- **Records from a data collection**
PR #17, opened 2017-06-05
Changes for PostgreSQL 10

jasonmp85:
Opening to clarify what's necessary for latest PostgreSQL 10 builds.

### DIFF
--- a/travis/install_custom_pg
+++ b/travis/install_custom_pg
@@ -17,7 +17,7 @@ if [ "$(ls -A postgresql)" ]; then
   git -C postgresql pull
 else
   if [ "${PGVERSION}" -eq '10' ]; then
-    gitref='REL_10_BETA1'
+    gitref='master'
   else
     gitref="REL${PGVERSION//./_}_STABLE"
   fi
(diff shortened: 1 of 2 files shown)


travis/install_custom_pg
```diff
@@ -15,8 +15,14 @@ pkgingurl='https://anonscm.debian.org/git/pkg-postgresql/postgresql.git'
 patchurl="${pkgingurl}/plain/debian/patches/50-per-version-dirs.patch"
 
 # clone PostgreSQL
+if [ "${PGVERSION}" -eq '10' ]; then
+    gitref='REL_10_BETA1'
+else
+    gitref="REL${PGVERSION//./_}_STABLE"
+fi
+
```
anarazel: I'm not quite sure what the point of using BETA1 rather than master is.  That just seems to hide upcoming breakage?

jasonmp85: Hm. Good point. For some reason I figured features could keep going in master while the release branch diverged, but I guess the whole point is there is no release branch yet and the beta tag lives on master instead. Will just change to master.

PR #20, opened 2017-08-15
Use appropriate PostgreSQL branch

byucesoy:
PostgreSQL master branch is now stamped with 11devel and we should only
use it if we want to test against PostgreSQL 11. For PostgreSQL 9.6
tests we should use REL9_6_STABLE and for PostgreSQL 10 we should use
REL_10_STABLE (Notice extra _ after REL).

### DIFF
--- a/travis/install_custom_pg
+++ b/travis/install_custom_pg
@@ -16,10 +16,12 @@ cd ~
 if [ "$(ls -A postgresql)" ]; then
   git -C postgresql pull
 else
-  if [ "${PGVERSION}" -eq '10' ]; then
-    gitref='master'
+  if [ "${PGVERSION}" == '11' ]; then
+    gitref="master"
+  elif [ "${PGVERSION}" == '9.6' ]; then
+    gitref="REL9_6_STABLE"
   else
-    gitref="REL${PGVERSION//./_}_STABLE"
+    gitref="REL_${PGVERSION}_STABLE"
   fi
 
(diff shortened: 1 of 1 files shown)


travis/install_custom_pg
```diff
@@ -16,10 +16,12 @@ cd ~
 if [ "$(ls -A postgresql)" ]; then
   git -C postgresql pull
 else
-  if [ "${PGVERSION}" -eq '10' ]; then
-    gitref='master'
+  if [ "${PGVERSION}" == '11' ]; then
+    gitref="master"
+  elif [ "${PGVERSION}" == '9.6' ]; then
+    gitref="REL96_STABLE"
```
marcocitus: should this be `REL9_6_STABLE`?

byucesoy: Yes, I fixed it.

travis/install_custom_pg
```diff
@@ -16,10 +16,12 @@ cd ~
...
 else
-  if [ "${PGVERSION}" -eq '10' ]; then
-    gitref='master'
+  if [ "${PGVERSION}" == '11' ]; then
+    gitref="master"
+  elif [ "${PGVERSION}" == '9.6' ]; then
+    gitref="REL9_6_STABLE"
   else
-    gitref="REL${PGVERSION//./_}_STABLE"
+    gitref="REL_${PGVERSION}_STABLE"
```
jasonmp85: This breaks PostgreSQL 9.5 builds because there is no branch named `REL_9.5_STABLE`.

PR #27, opened 2017-09-11
Send regression test's output with valgrind result mail

### LINKED ISSUE #23: Valgrind tests should also check and send regression.diffs
Sometimes we may miss some tests if tests fail, but we can't see any memory problems in logs.txt. Checking regression.diffs basically means we run all regressions properly. 

https://github.com/citusdata/tools/blob/develop/valgrind/run-valgrind-tests#L53

byucesoy:
Fixes #23

### DIFF
--- a/valgrind/run-valgrind-tests
+++ b/valgrind/run-valgrind-tests
@@ -49,11 +49,19 @@ sudo chown ubuntu /usr/local/pgsql/bin/ -R
 cd src/test/regress
 make check-multi-vg VALGRIND_LOG_FILE=logs.txt || true
 
-# surprisingly this hits inbox
+attachments=""
 if [ -s logs.txt ]; then
-	mail -aFrom:valgrind-test@citusdata.com -s "[Valgrind Test Results] - Failure" -A logs.txt burak@citusdata.com metin@citusdata.com < /dev/null
+    attachments=$attachments" -A logs.txt"
+fi
+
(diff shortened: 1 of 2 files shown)


valgrind/run-valgrind-tests
```diff
@@ -51,9 +51,9 @@ make check-multi-vg VALGRIND_LOG_FILE=logs.txt || true
 
 # surprisingly this hits inbox
 if [ -s logs.txt ]; then
```
metdos: We should also check if regression.diffs has anything?

byucesoy:
@metdos do you want to have another look?

jasonmp85:
Quick question: I had an issue last month where my Heroku PG instance wasn't accepting writes, and cron fired off a bunch of mail. Did anyone get them, or did they just go locally?

metdos:
> Quick question: I had an issue last month where my Heroku PG instance wasn't accepting writes, and cron fired off a bunch of mail. Did anyone get them, or did they just go locally?

I didn't get any emails.

byucesoy:
> Quick question: I had an issue last month where my Heroku PG instance wasn't accepting writes, and cron fired off a bunch of mail. Did anyone get them, or did they just go locally?

I didn't get any emails too.

metdos:
Looks good, verified that we also send regression test's output. 🚢

PR #28, opened 2017-11-01
Add libcurl to valgrind test dependencies

metdos:
We also need to install libcurl now. Look at: https://github.com/citusdata/citus/pull/1656


jasonmp85:
:shipit:

PR #32, opened 2018-05-14
Use bigger instance for valgrind tests

byucesoy:
Since our tests become more memory intensive, we had errors in
valgrind tests due to available memory is not enough for valgrind.
We are starting to use bigger instance to solve this issue.

We also made some quick fixes to the scripts such as;
- adding @furkansahin to the list of people who receives test results
- removing clean section from Makefile because that was wrong in
the first place, it used to remove the actual scripts not the build
artifacts (we don't have build artifacts anyway)
- prepending install path to the path of user-data script. Adding
hardcoded path is bit hacky there but it is quick & dirty solution.
(This used to cause problems during deployment and we used
to fix this manually)

### DIFF
--- a/valgrind/Makefile
+++ b/valgrind/Makefile
@@ -7,7 +7,6 @@ VALGRIND_SCRIPTS := $(filter-out README.md Makefile,$(wildcard *))
 all:
 
 clean:
-	rm -f $(VALGRIND_SCRIPTS)
 
 install: all
 	$(INSTALL_SCRIPT) $(VALGRIND_SCRIPTS) $(DESTDIR)$(bindir)
--- a/valgrind/launch-test-instance
+++ b/valgrind/launch-test-instance
@@ -13,10 +13,10 @@ echo "Starting an instance..."
 valgrind_instance_id=$(aws ec2 run-instances \
     --image-id ami-f4cc1de2 \
     --count 1 \
-    --instance-type m3.xlarge \
+    --instance-type r3.2xlarge \
     --key-name $key_name \
     --instance-initiated-shutdown-behavior terminate \
-    --user-data file://download-test-scripts \
+    --user-data file:///usr/local/bin/download-test-scripts \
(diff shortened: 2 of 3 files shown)


valgrind/launch-test-instance
```diff
@@ -13,10 +13,10 @@ echo "Starting an instance..."
 valgrind_instance_id=$(aws ec2 run-instances \
     --image-id ami-f4cc1de2 \
     --count 1 \
-    --instance-type m3.xlarge \
+    --instance-type m5.4xlarge \
```
furkansahin: This instance type cannot be initialized without VPC set-up in the account. (https://docs.aws.amazon.com/AWSEC2/latest/UserGuide/using-vpc.html#vpc-only-instance-types) 
This makes the scripts not runnable for the time being. I get the following error message
```
An error occurred (VPCResourceNotSpecified) when calling the RunInstances operation: The specified instance type can only be used in a VPC. A subnet ID or network interface ID is required to carry out the request.
```

We can go with c3.8xlarge or r3.2xlarge. Both has similar RAM.

furkansahin: After changing it to r3.2xlarge, tests started successfully. Waiting for the results.

valgrind/Makefile
```diff
@@ -7,7 +7,6 @@ VALGRIND_SCRIPTS := $(filter-out README.md Makefile,$(wildcard *))
 all:
 
 clean:
```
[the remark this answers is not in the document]
byucesoy: They are required for top level Makefile.

valgrind/launch-test-instance
byucesoy: We can create a VPC and destroy it after we are done with the tests, but I guess r3 instances would also work for our purpose. So I'm inclined to just change instance type to r3.2xlarge after your tests are passed.

furkansahin:
This is all fine, after changing the instance-type to r3.2xlarge 🚢

PR #33, opened 2018-05-15
Add citus control check

lithp:
Add a script which checks that citus.control and src/backend/distriuted/citus.control are kept in sync.

Which branch should I base this off of?

### DIFF
--- a/travis/check_citus_control
+++ b/travis/check_citus_control
@@ -1,0 +1,27 @@
+#!/bin/bash
+
+set -euo pipefail
+
+if [ ! -f citus.control ]; then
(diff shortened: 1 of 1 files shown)


jasonmp85:
Should be based on `develop` and merged to `develop`.

lithp:
@jasonmp85 I've now rebased it off `develop`. I don't think a `diff` works, because each of the files have different comments (telling you to also change the other file when you change this one). Maybe we could hard-code the expected diff output? But this script isn't very complicated.

lithp:
Closing this :)

PR #36, opened 2018-07-02
Install pg_stat_statements along with postgres

mtuncer:
Needed  this to test citus_stat_statements in travis
- loads postgres-contrib package when installing postgres from package
- compiles and installs from contrib/pg_stat_statements when installing postgres from sources

### DIFF
--- a/travis/install_custom_pg
+++ b/travis/install_custom_pg
@@ -58,7 +58,10 @@ cd postgresql
 
 make -j "${mjobs}" -s all
 make -j "${mjobs}" -s -C src/test/isolation
+make -j "${mjobs}" -s -C contrib/pg_stat_statements
+
 sudo make install
+sudo make -C contrib/pg_stat_statements install
 
 # install postgresql-common to get psql wrappers, etc.
 sudo apt-get -y -o Dpkg::Options::="--force-confdef" -o Dpkg::Options::="--force-confold" install postgresql-common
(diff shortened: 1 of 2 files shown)


travis/install_custom_pg
```diff
@@ -58,7 +58,10 @@ cd postgresql
 
 make -j "${mjobs}" -s all
 make -j "${mjobs}" -s -C src/test/isolation
+make -s -C contrib/pg_stat_statements
```
byucesoy: Maybe add `-j "${mjobs}"` too for consistency and slight speed-up

travis/install_pg
```diff
@@ -15,7 +15,7 @@ packages="postgresql-common libedit-dev libpam0g-dev libselinux1-dev"
 # we set PGVERSION to 10x of the Citus version when testing Citus, so
 # only install PostgreSQL proper if it's 10 or lower
 if [ "${PGVERSION//./}" -le "100" ]; then
-    packages="$packages postgresql-$PGVERSION postgresql-server-dev-$PGVERSION"
+    packages="$packages postgresql-$PGVERSION postgresql-server-dev-$PGVERSION postgresql-contrib-$PGVERSION "
```
byucesoy: Is this feature will not bbe supported in > PG10

travis/install_custom_pg
mtuncer: ok

travis/install_pg
mtuncer: moved to previous locations as you suggested

PR #37, opened 2018-07-05
add option to only check files staged for commit

thanodnl:
add diff option to `citus_indent`.

as described in the bottom I've added a `--diff` flag to only check/indent files that are staged for commit.

I had installed `citus_indent --check --quiet` as a `pre-commit` hook, which is great because you know at commit time if you made a mistake. However it started to bother me how long it took for every commit. So I updated the script to only check files to be committed. Now commits are not noticeably slower.


serprex:
Tested, will be using

PR #38, opened 2018-08-07
Use REL_11_STABLE for PG 11 builds

mtuncer:
Now stable branch is opened for PG11. master branch is now for PG 12.

We can use REL_11_STABLE for PG 11 builds.


byucesoy:
Did you create this branch from the master? If so, you should've created from develop.

mtuncer:
I was using the branch Nils created previously. 2 questions:
1 - what is the source branch (develop/master)  ?
2 - what is the target branch (develop/master) ?

byucesoy:
Both source and target should be `develop`. We use `develop` branch for new features. Then, we merge `develop` into `master` and create tag.

Issue #213, opened 2021-06-02
Authorization: implement storage for credentials, roles and users 


ikopylov:
Initial implementation: store these data in file (users.yaml)

ikopylov:
Closed via https://github.com/qoollo/bob/pull/217

PR #232, opened 2021-06-23
Add users storage to authenticator

Justarone:
Part of #213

- **What you are asked to do**
Among the entries, how many lines include the word "installing"? Answer with only the number.

- **Task solution**
2